[Opening Supplied material section]
PR #4778, opened 2026-09-14
fix(processing): read a grouped RelatingPropertyDefinition in rust/processing

### LINKED ISSUE #4777: processing: grouped IfcRelDefinesByProperties.RelatingPropertyDefinition silently dropped (rust/processing, inert)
[Closing Supplied material section]
_Problem statement_. Give back all of the data above without any alteration.

_Answer to this task_.
PR #4778, opened 2026-09-14
fix(processing): read a grouped RelatingPropertyDefinition in rust/processing

### LINKED ISSUE #4777: processing: grouped IfcRelDefinesByProperties.RelatingPropertyDefinition silently dropped (rust/processing, inert)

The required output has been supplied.